Report all lines in the records that hold the string "messages".
· · ·
PR #61, opened 2024-02-20
Handle case where an error occurs of any type when attempting to get page layout for missing objects.

dbreese:
Screenshot 2024-02-20 at 12 19 08 PM

@khawkins @maliroteh-sf @sfdctaka

### DIFF
--- a/resources/instructions/createSObjectLwcQuickActions.html
+++ b/resources/instructions/createSObjectLwcQuickActions.html
@@ -55,7 +55,7 @@
             </tbody>
         </table>
 
-        <div id="errorDiv">
+        <div id="errorDiv" style="color: crimson">
             <!-- placeholder for any error messages -->
         </div>
 
--- a/resources/instructions/createSObjectLwcQuickActions.html
+++ b/resources/instructions/createSObjectLwcQuickActions.html
@@ -54,6 +54,10 @@
                 <!-- will be filled in programatically below -->
             </tbody>
         </table>
+        
+        <div id="errorDiv">
+            <!-- placeholder for any error messages -->
+        </div>
 
         <label
             style="display: block; margin-top: 10px; margin-bottom: 8px"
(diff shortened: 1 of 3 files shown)


src/commands/wizard/lwcGenerationCommand.ts
```diff
@@ -101,107 +116,117 @@ export class LwcGenerationCommand {
...
             }
-
-            resolve(getSObjectsStatus);
         });
     }
 
     static async checkForExistingQuickActions(): Promise<SObjectQuickActionStatus> {
-        return new Promise<SObjectQuickActionStatus>(async (resolve) => {
-            const results: SObjectQuickActionStatus = { sobjects: {} };
+        return new Promise<SObjectQuickActionStatus>(
```
sfdctaka, line 130: It looks like only the formatting changed. Was it by running prettier?

sfdctaka (approved):
LGTM!

resources/instructions/createSObjectLwcQuickActions.html
```diff
@@ -55,6 +55,10 @@ <h1>Create sObject LWC Quick Actions</h1>
             </tbody>
         </table>
 
+        <div id="errorDiv">
```
maliroteh-sf, line 58: nit: It would be nice to set a text styling here for the error messages so as to grab user's attention. We could start with something simple like `<div id="errorDiv" style="color:crimson;">` and let UX fine tune it later.

maliroteh-sf (approved):

src/commands/wizard/lwcGenerationCommand.ts
dbreese: This file changed mostly because of prettier, but also because the lines grew in length some because I added the `reject` block to the Promise.

resources/instructions/createSObjectLwcQuickActions.html
dbreese: Good idea, haven't received designs from product or UX, so just left it pretty bland, but I like your idea. Here it is:

Screenshot 2024-02-20 at 1 30 21 PM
· · ·
_Response to this task_.
             <!-- placeholder for any error messages -->
+            <!-- placeholder for any error messages -->
maliroteh-sf, line 58: nit: It would be nice to set a text styling here for the error messages so as to grab user's attention. We could start with something simple like `<div id="errorDiv" style="color:crimson;">` and let UX fine tune it later.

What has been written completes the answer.